In an email to Jarmin last year about conservative groups Ross could speak with while weighing the pros and cons of adding a citizenship question, Jones suggested reaching out to Mark Krikorian and Steven Camarota of the Center for Immigration Studies. Both are longtime advocates of using a citizenship question’s responses to exclude noncitizens from census numbers that determine each state’s share of congressional seats.
Next week, the plaintiffs’ attorneys head to the U.S. district court in Maryland to argue for Judge Hazel to reconsider an allegation that the Trump administration intended to discriminate against immigrant communities of color by adding the question, “Is this person a citizen of the United States?” Hazel is also considering a request to review new evidence that plaintiffs say shows that administration officials conspired to violate those communities’ constitutional rights.
Hazel’s earlier ruling blocks the administration’s plans for the question but did not find that there was enough evidence to support the discrimination or conspiracy allegations by plaintiffs in Maryland. That decision has been appealed to the 4th U.S. Circuit Court of Appeals.

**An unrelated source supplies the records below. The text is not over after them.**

PR #1290, opened 2020-05-13
 [4.7.7] starting measurements automatically - BWL (patch 1/3)

vitalii-komisarenko:
Because of its size PR #1139 needs to be split.
Description: https://github.com/prplfoundation/prplMesh/pull/1139#pullrequestreview-398271772

This PR reflects changes to the BWL subsystem.

### DIFF
--- a/common/beerocks/bwl/include/bwl/base_wlan_hal_types.h
+++ b/common/beerocks/bwl/include/bwl/base_wlan_hal_types.h
@@ -217,6 +217,11 @@ typedef struct {
 
 typedef struct {
     sMacAddr mac;
+    int8_t vap_id;
+} sACTION_MONITOR_CLIENT_ASSOCIATED_NOTIFICATION;
+
+typedef struct {
+    sMacAddr mac;
     sMacAddr source_bssid;
     sMacAddr target_bssid;
     uint8_t status_code;
--- a/common/beerocks/bwl/include/bwl/base_wlan_hal_types.h
+++ b/common/beerocks/bwl/include/bwl/base_wlan_hal_types.h
@@ -222,6 +222,10 @@ typedef struct {
 
 typedef struct {
     sMacAddr mac;
+} sACTION_MONITOR_CLIENT_DISCONNECTED_NOTIFICATION;
+
+typedef struct {
+    sMacAddr mac;
     sMacAddr source_bssid;
     sMacAddr target_bssid;
     uint8_t status_code;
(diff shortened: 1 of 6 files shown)


common/beerocks/bwl/include/bwl/mon_wlan_hal.h
```diff
@@ -26,6 +26,8 @@ class mon_wlan_hal : public virtual base_wlan_hal {
     enum class Event {
         Invalid = 0,
 
+        STA_Connected,
```
tomereli, line 29: Extra line break

common/beerocks/bwl/include/bwl/base_wlan_hal_types.h
```diff
@@ -215,6 +215,11 @@ typedef struct {
     sClientAssociationParams params;
 } sACTION_APMANAGER_CLIENT_ASSOCIATED_NOTIFICATION;
 
+typedef struct {
```
tomereli, line 218: Please include a Doxygen comment for each new class/struct.

tomereli (approved):
Very nice split to commits!

common/beerocks/bwl/include/bwl/base_wlan_hal_types.h
morantr: We really should ban the use of "typdef". On cpp it is not needed.

morantr (commented):
Too many commit IMO.
I would squash commits called "add connect/disconnect events to bwl monitor":
beerocks: bwl: add STA_Connected event to mon_wlan_hal
beerocks: bwl: add STA_Disonnected event to mon_wlan_hal 
beerocks: bwl: add sACTION_MONITOR_CLIENT_ASSOCIATED_NOTIFICATION
beerocks: bwl: add sACTION_MONITOR_CLIENT_DISCONNECTED_NOTIFICATION

and squash all other commits as "add handlers for connect/disconnect events on all bwl_mon type".

morantr (approved):

common/beerocks/bwl/include/bwl/base_wlan_hal_types.h
arnout: Both comments are correct; however:
- the whole file currently has no doxygen comments;
- it's pretty obvious what it does/means, so a doxygen comment doesn't help much;
- the whole file currently has typedefs;
- this will most likely be refactored for M3.

Therefore, we're not going to bother with fixing this.

arnout:
Issues are fixed and it should now pass in CI, so marking non-draft and ready for merge.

The hearing before Judge Hazel is set for June 18 — a day after the Supreme Court is expected to release its next batch of decisions, which may include a ruling for similar citizenship question lawsuits based in New York. Earlier this week, plaintiffs in the New York cases asked the justices to delay issuing a ruling until a lower court in Manhattan can finish reviewing evidence from Hofeller’s documents of an alleged cover-up within the administration of the question’s origins.
Previously released Census Bureau research shows the question — “Is this person a citizen of the United States?” — is highly likely to deter households with noncitizens from participating in the constitutionally mandated head count of every person living in the country. That has sparked multiple lawsuits over the question by states, cities and other groups concerned about how the question may harm the accuracy of census numbers and how political representation and federal funding are shared over the next decade.

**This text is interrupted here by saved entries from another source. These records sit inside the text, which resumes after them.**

PR #1292, opened 2020-05-13
Hotfix/add correct operational class to steering request

kantera800:
up until now BSS_TM_REQ was sent with  operational class = 0
 This is wrong and some clients reject steering requests because of that.

Add oper_class parameter to function signature and use in BSS_TM_REQ message .


agent/src/beerocks/slave/ap_manager_thread.cpp
```diff
@@ -808,7 +808,8 @@ bool ap_manager_thread::handle_cmdu(Socket *sd, ieee1905_1::CmduMessageRx &cmdu_
         LOG(DEBUG) << "CLIENT_BSS_STEER (802.11v) for sta_mac = " << sta_mac
                    << " to bssid = " << target_bssid
                    << " channel = " << int(request->params().target.channel);
-        ap_wlan_hal->sta_bss_steer(sta_mac, target_bssid, request->params().target.channel,
+        ap_wlan_hal->sta_bss_steer(sta_mac, target_bssid, request->params().target.operating_class,
```
tomereli, line 811: Why can't this be squashed to the previous commit?

tomereli (approved):

agent/src/beerocks/slave/ap_manager_thread.cpp
kantera800: sure , just after the 20 commits in my last pr i felt i had to split something :)

arnout (approved):
The merge commit shouldn't be there, of course.

It's funny that certification test 4.8.1 passes even without this change. I guess the CTT STA doesn't even look at the operating class...

PR #3, opened 2017-11-02
return image from visualize for local storage / web rendering

pannous:


waleedka:
* Returning the image causes Jupyter Notebook to print an additional line before every graph because Jupyter tries to print the return value of function calls. To get around this, I'd suggest adding an optional argument, `return_image` that default to False, but if it's True then the function returns the image. 

* I'm not sure why print() as a method of an class causes a conflict. It could be a Python 2.7 issue. Are you running this on 2.7? I'd imagine it might need a lot more changes than just this one.

pannous:
- I could split display_images into another function "generate_masked_image" without plotlib side effects.
- 'print()' I was a bit puzzled myself. 'show()' would be a better name b.t.w.

waleedka:
> I could split display_images into another function "generate_masked_image" without plotlib side effects.

I think you meant display_instances(), right? I think splitting the function is a good idea. One function generates the image, and the other draws it on the matplotlib axis.

> 'print()' I was a bit puzzled myself. 'show()' would be a better name b.t.w.
Yes, I think show() or display() are better. If you make the change, please make it on all the files that call this function (including the notebooks) and I'll merge it. 

Thanks in advance.

PR #20, opened 2017-11-03
config.print not compatible with python2 -> rename to display

pannous:


waleedka:
The commit missed one of the files that still called the old print() function. I went ahead and fixed the issue on my side, it was quicker than asking you to update the missed file. Thanks for brining the issue up.

PR #45, opened 2017-11-11
Update coco.py

llltttppp:
When resetting class_ids to decide which classes should be involved in dataset, the annotations should also only load these classed.


waleedka:
Merged. Thank you!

Census data are used to determine each state’s share of congressional seats and Electoral College votes, draw new voting districts and guide how an estimated $880 billion a year in federal tax dollars for schools, roads and other public services are distributed to local communities.
While the legal battle over the question continues, the Census Bureau is facing a time crunch to finalize forms for next year’s national head count. The bureau has been waiting for the courts to decide whether the census can include the question. Agency officials say the printing of 1.5 billion forms, letters and other mailings for the census must begin by July 1 to avoid disrupting the last stage of census preparations.